Collected data
PR #261, opened 2017-10-31
Date formatting for CSV with header output

pmbohm:


ggalibert:
Is this in response to this issue: https://github.com/aodn/content/issues/297 ? 

IMOS standard string date format is: "yyyy-MM-ddTHH:mm:ssZ". All IMOS dates are stored in UTC. For example "2017-10-02T07:30:00Z".

pmbohm:
@ggalibert Thanks for that clarification. I was seeing varying values for the milliseconds so I assumed we would supply them.

jonescc:
Get an error running this locally:

31 Oct 13:57:10 ERROR [geoserver.ows] - 
java.lang.IllegalArgumentException: Illegal pattern component: T

jonescc:
You can testing this by creating a datastore that points to a 'production' featuretype (I chose soop_co2_trajectory_data) and use the csv-with-metadata WFS option on the layer preview page,

pmbohm:
@jonescc  Yes i'm reworking it now

src/extension/csv-with-metadata-header/src/main/java/au/org/emii/geoserver/wfs/response/CSVWithMetadataHeaderOutputFormat.java
```diff
@@ -26,51 +14,168 @@
...
     }
 
     @Override
     protected void write(FeatureCollectionResponse featureCollection,
                          OutputStream output,
                          Operation getFeature) throws IOException, ServiceException {
         BufferedWriter w = new BufferedWriter(new OutputStreamWriter(output));
-        writeMetadata(featureCollection, getMetadataFeatureName(featureCollection), w);
-        this.csvOutputFormat.write(featureCollection, output, getFeature);
+        //writeMetadata(featureCollection, getMetadataFeatureName(featureCollection), w);
```
jonescc: We'll be needing this.

src/extension/csv-with-metadata-header/src/main/java/au/org/emii/geoserver/wfs/response/CSVWithMetadataHeaderOutputFormat.java
```diff
@@ -26,51 +14,168 @@
...
 
     private Catalog catalog;
-    private CSVOutputFormat csvOutputFormat;
 
-    public CSVWithMetadataHeaderOutputFormat(GeoServer gs, Catalog catalog, CSVOutputFormat csvOutputFormat) {
+    public CSVWithMetadataHeaderOutputFormat(GeoServer gs, Catalog catalog) {
         super(gs, "csv-with-metadata-header");
         this.catalog = catalog;
-        this.csvOutputFormat = csvOutputFormat;
+        DateTimeZone.setDefault(DateTimeZone.UTC);
```
jonescc: This sets the default time zone for the JVM.  Best not to mess with this here - we are already specifying this as a system property when starting tomcat - specify the 'display' timezone when creating the datetime below - see comments below.

src/extension/csv-with-metadata-header/src/main/java/au/org/emii/geoserver/wfs/response/CSVWithMetadataHeaderOutputFormat.java
```diff
@@ -26,51 +14,168 @@
...
+        }
+
+        w.write("\r\n");
+        NumberFormat coordFormatter = NumberFormat.getInstance(Locale.US);
+        coordFormatter.setMaximumFractionDigits(this.getInfo().getGeoServer().getSettings().getNumDecimals());
+        coordFormatter.setGroupingUsed(false);
+        FeatureIterator i = ((FeatureCollection)fc).features();
+
+        try {
+            for(; i.hasNext(); w.write("\r\n")) {
```
jonescc: Would 

    while (i.hasNext) {
        ...
        w.write("\r\n");
    }

be more readable?

src/extension/csv-with-metadata-header/src/main/java/au/org/emii/geoserver/wfs/response/CSVWithMetadataHeaderOutputFormat.java
```diff
@@ -26,51 +14,168 @@
...
+    }
+
+    public String formatToString(Object att, NumberFormat coordFormatter) {
+        String value = null;
+
+        if (att instanceof Number) {
+            value = coordFormatter.format(att);
+        } else if (att instanceof Date) {
+            if (att instanceof java.sql.Date) {
+                value = utcDateString((Date)att);
```
jonescc: I'd leave this as serializeSqlDate.  By definition sql date is a date without time and without timezone so displaying it with a time and timezone doesn't sound right.  I don't think we'll ever use one of these - it sounds problematic.

src/extension/csv-with-metadata-header/src/main/java/au/org/emii/geoserver/wfs/response/CSVWithMetadataHeaderOutputFormat.java
```diff
@@ -26,51 +14,168 @@
...
+        return value;
+    }
+
+    private String utcDateString(Date date) {
+
+        try {
+            String dateUTC = date.toString();
+            DateTime dt = IMOS_DATE_TIME_FORMATTER.parseDateTime(dateUTC);
+
+            DateTimeFormatter fmt = ISODateTimeFormat.dateTimeNoMillis();
```
jonescc: Not sure why we need to convert to a string and then parse the string.  Why not just create the datetime from the date as follows:

    DateTime dt = new DateTime( date, DateTimeZone.UTC );

src/extension/csv-with-metadata-header/src/main/java/au/org/emii/geoserver/wfs/response/CSVWithMetadataHeaderOutputFormat.java
pmbohm: woops!!!!

src/extension/csv-with-metadata-header/src/main/java/au/org/emii/geoserver/wfs/response/CSVWithMetadataHeaderOutputFormat.java
pmbohm: I tried `DateTime dt = new DateTime( date, DateTimeZone.UTC );` and it doesn't work.

This essentially is the problem i've spent all the time on, I would need help on this to make a change beyond what i have currently

pmbohm:
@jonescc Done (with Travis is doing its thing of course)

src/extension/csv-with-metadata-header/src/main/java/au/org/emii/geoserver/wfs/response/CSVWithMetadataHeaderOutputFormat.java
```diff
@@ -70,7 +75,89 @@ protected void write(FeatureCollectionResponse featureCollection,
...
+                value = utcDateString((Date)att);
+            }
+        } else {
+            value = att.toString();
+        }
+        return value;
+    }
+
+    private String utcDateString(Date date) {
+        DateTime dt = new DateTime( date, DateTimeZone.UTC );
```
jonescc: Actually, probably need to do a null check here (returning an empty string).  Apparently, new dateTime(null) returns the current date/time.   See https://stackoverflow.com/questions/5042587/convert-from-java-util-date-to-jodatime

PR #265, opened 2017-12-06
Allow all protocols supported by the netcdf java library to be aggregated

jonescc:
by the core aggregator library.

* local filename (with a file: prefix or no prefix) for netCDF (version 3), hdf5 files etc
* OpenDAP dataset URL (with a dods:, dap4:, or http: prefix).
* NcML file or URL if the location ends with .xml or .ncml
* NetCDF file through an HTTP server (http: prefix)
* thredds dataset (thredds: prefix)

Build a standalone executable that can be used to aggregate files using the aggregator (I've been using this to test http aggregations)


gsatimos:
@jonescc I grabbed this from the board to PR. Is there an associated backlog or issue to do with this?

PR #266, opened 2017-12-15
Report size of files as they are added to the aggregation - could be …

ccmoloney:
…useful for stats gathering in future.


jonescc:
Branch is out  of date with base branch/check not successful.

jonescc:
Otherwise looks good.

PR #267, opened 2018-01-25
Prototype for z (depth) parameter subsetting

anguss00:
Linked PR https://github.com/aodn/aws-wps/pull/224
Implements depth (z dimension) as a ucar Range of monotonically increasing integers (based on the skeleton in aws-wps for handling z dimenion.

CARS datasets represent depth as a short variable, which is converted into a Range here (comments  and feedback on this conversion please).

Requires passing `DEPTH,0.0,100.0` as an addition to the subset; can be non-existant, in which case a null z-dimension is added to the subset.


anguss00:
This can be reviewed and merged now

PR #269, opened 2018-04-18
Capture current behaviour in integration tests before reorganising

jonescc:
Also, fix issue with Julian's custom code for loading data into the database for integration tests  (WTF!) - empty copy statement's caused statements to be skipped or loading to hang depending on where they occurred.


jonescc:
Superceded by https://github.com/aodn/geoserver-build/pull/270

PR #270, opened 2018-04-19
Read and write records in batches to restrict memory usage

jonescc:
Capture current behaviour in integration tests

Replace use of deprecated NetcdfFileWriteable with NetcdFilefWriter

Read and write records in fetchSize batches.


jonescc:
PS.  Now happily runs in 256m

#### What is expected:
Set the data down again in full. Keep it exact.

#### Answer to the problem:
PR #261, opened 2017-10-31
Date formatting for CSV with header output

pmbohm:


ggalibert:
Is this in response to this issue: https://github.com/aodn/content/issues/297 ? 

IMOS standard string date format is: "yyyy-MM-ddTHH:mm:ssZ". All IMOS dates are stored in UTC. For example "2017-10-02T07:30:00Z".

pmbohm:
@ggalibert Thanks for that clarification. I was seeing varying values for the milliseconds so I assumed we would supply them.

jonescc:
Get an error running this locally:

31 Oct 13:57:10 ERROR [geoserver.ows] - 
java.lang.IllegalArgumentException: Illegal pattern component: T

jonescc:
You can testing this by creating a datastore that points to a 'production' featuretype (I chose soop_co2_trajectory_data) and use the csv-with-metadata WFS option on the layer preview page,

pmbohm:
@jonescc  Yes i'm reworking it now

src/extension/csv-with-metadata-header/src/main/java/au/org/emii/geoserver/wfs/response/CSVWithMetadataHeaderOutputFormat.java
```diff
@@ -26,51 +14,168 @@
...
     }
 
     @Override
     protected void write(FeatureCollectionResponse featureCollection,
                          OutputStream output,
                          Operation getFeature) throws IOException, ServiceException {
         BufferedWriter w = new BufferedWriter(new OutputStreamWriter(output));
-        writeMetadata(featureCollection, getMetadataFeatureName(featureCollection), w);
-        this.csvOutputFormat.write(featureCollection, output, getFeature);
+        //writeMetadata(featureCollection, getMetadataFeatureName(featureCollection), w);
```
jonescc: We'll be needing this.

src/extension/csv-with-metadata-header/src/main/java/au/org/emii/geoserver/wfs/response/CSVWithMetadataHeaderOutputFormat.java
```diff
@@ -26,51 +14,168 @@
...
 
     private Catalog catalog;
-    private CSVOutputFormat csvOutputFormat;
 
-    public CSVWithMetadataHeaderOutputFormat(GeoServer gs, Catalog catalog, CSVOutputFormat csvOutputFormat) {
+    public CSVWithMetadataHeaderOutputFormat(GeoServer gs, Catalog catalog) {
         super(gs, "csv-with-metadata-header");
         this.catalog = catalog;
-        this.csvOutputFormat = csvOutputFormat;
+        DateTimeZone.setDefault(DateTimeZone.UTC);
```
jonescc: This sets the default time zone for the JVM.  Best not to mess with this here - we are already specifying this as a system property when starting tomcat - specify the 'display' timezone when creating the datetime below - see comments below.

src/extension/csv-with-metadata-header/src/main/java/au/org/emii/geoserver/wfs/response/CSVWithMetadataHeaderOutputFormat.java
```diff
@@ -26,51 +14,168 @@
...
+        }
+
+        w.write("\r\n");
+        NumberFormat coordFormatter = NumberFormat.getInstance(Locale.US);
+        coordFormatter.setMaximumFractionDigits(this.getInfo().getGeoServer().getSettings().getNumDecimals());
+        coordFormatter.setGroupingUsed(false);
+        FeatureIterator i = ((FeatureCollection)fc).features();
+
+        try {
+            for(; i.hasNext(); w.write("\r\n")) {
```
jonescc: Would 

    while (i.hasNext) {
        ...
        w.write("\r\n");
    }

be more readable?

src/extension/csv-with-metadata-header/src/main/java/au/org/emii/geoserver/wfs/response/CSVWithMetadataHeaderOutputFormat.java
```diff
@@ -26,51 +14,168 @@
...
+    }
+
+    public String formatToString(Object att, NumberFormat coordFormatter) {
+        String value = null;
+
+        if (att instanceof Number) {
+            value = coordFormatter.format(att);
+        } else if (att instanceof Date) {
+            if (att instanceof java.sql.Date) {
+                value = utcDateString((Date)att);
```
jonescc: I'd leave this as serializeSqlDate.  By definition sql date is a date without time and without timezone so displaying it with a time and timezone doesn't sound right.  I don't think we'll ever use one of these - it sounds problematic.

src/extension/csv-with-metadata-header/src/main/java/au/org/emii/geoserver/wfs/response/CSVWithMetadataHeaderOutputFormat.java
```diff
@@ -26,51 +14,168 @@
...
+        return value;
+    }
+
+    private String utcDateString(Date date) {
+
+        try {
+            String dateUTC = date.toString();
+            DateTime dt = IMOS_DATE_TIME_FORMATTER.parseDateTime(dateUTC);
+
+            DateTimeFormatter fmt = ISODateTimeFormat.dateTimeNoMillis();
```
jonescc: Not sure why we need to convert to a string and then parse the string.  Why not just create the datetime from the date as follows:

    DateTime dt = new DateTime( date, DateTimeZone.UTC );

src/extension/csv-with-metadata-header/src/main/java/au/org/emii/geoserver/wfs/response/CSVWithMetadataHeaderOutputFormat.java
pmbohm: woops!!!!

src/extension/csv-with-metadata-header/src/main/java/au/org/emii/geoserver/wfs/response/CSVWithMetadataHeaderOutputFormat.java
pmbohm: I tried `DateTime dt = new DateTime( date, DateTimeZone.UTC );` and it doesn't work.

This essentially is the problem i've spent all the time on, I would need help on this to make a change beyond what i have currently

pmbohm:
@jonescc Done (with Travis is doing its thing of course)

src/extension/csv-with-metadata-header/src/main/java/au/org/emii/geoserver/wfs/response/CSVWithMetadataHeaderOutputFormat.java
```diff
@@ -70,7 +75,89 @@ protected void write(FeatureCollectionResponse featureCollection,
...
+                value = utcDateString((Date)att);
+            }
+        } else {
+            value = att.toString();
+        }
+        return value;
+    }
+
+    private String utcDateString(Date date) {
+        DateTime dt = new DateTime( date, DateTimeZone.UTC );
```
jonescc: Actually, probably need to do a null check here (returning an empty string).  Apparently, new dateTime(null) returns the current date/time.   See https://stackoverflow.com/questions/5042587/convert-from-java-util-date-to-jodatime

PR #265, opened 2017-12-06
Allow all protocols supported by the netcdf java library to be aggregated

jonescc:
by the core aggregator library.

* local filename (with a file: prefix or no prefix) for netCDF (version 3), hdf5 files etc
* OpenDAP dataset URL (with a dods:, dap4:, or http: prefix).
* NcML file or URL if the location ends with .xml or .ncml
* NetCDF file through an HTTP server (http: prefix)
* thredds dataset (thredds: prefix)

Build a standalone executable that can be used to aggregate files using the aggregator (I've been using this to test http aggregations)


gsatimos:
@jonescc I grabbed this from the board to PR. Is there an associated backlog or issue to do with this?

PR #266, opened 2017-12-15
Report size of files as they are added to the aggregation - could be …

ccmoloney:
…useful for stats gathering in future.


jonescc:
Branch is out  of date with base branch/check not successful.

jonescc:
Otherwise looks good.

PR #267, opened 2018-01-25
Prototype for z (depth) parameter subsetting

anguss00:
Linked PR https://github.com/aodn/aws-wps/pull/224
Implements depth (z dimension) as a ucar Range of monotonically increasing integers (based on the skeleton in aws-wps for handling z dimenion.

CARS datasets represent depth as a short variable, which is converted into a Range here (comments  and feedback on this conversion please).

Requires passing `DEPTH,0.0,100.0` as an addition to the subset; can be non-existant, in which case a null z-dimension is added to the subset.


anguss00:
This can be reviewed and merged now

PR #269, opened 2018-04-18
Capture current behaviour in integration tests before reorganising

jonescc:
Also, fix issue with Julian's custom code for loading data into the database for integration tests  (WTF!) - empty copy statement's caused statements to be skipped or loading to hang depending on where they occurred.


jonescc:
Superceded by https://github.com/aodn/geoserver-build/pull/270

PR #270, opened 2018-04-19
Read and write records in batches to restrict memory usage

jonescc:
Capture current behaviour in integration tests

Replace use of deprecated NetcdfFileWriteable with NetcdFilefWriter

Read and write records in fetchSize batches.


jonescc:
PS.  Now happily runs in 256m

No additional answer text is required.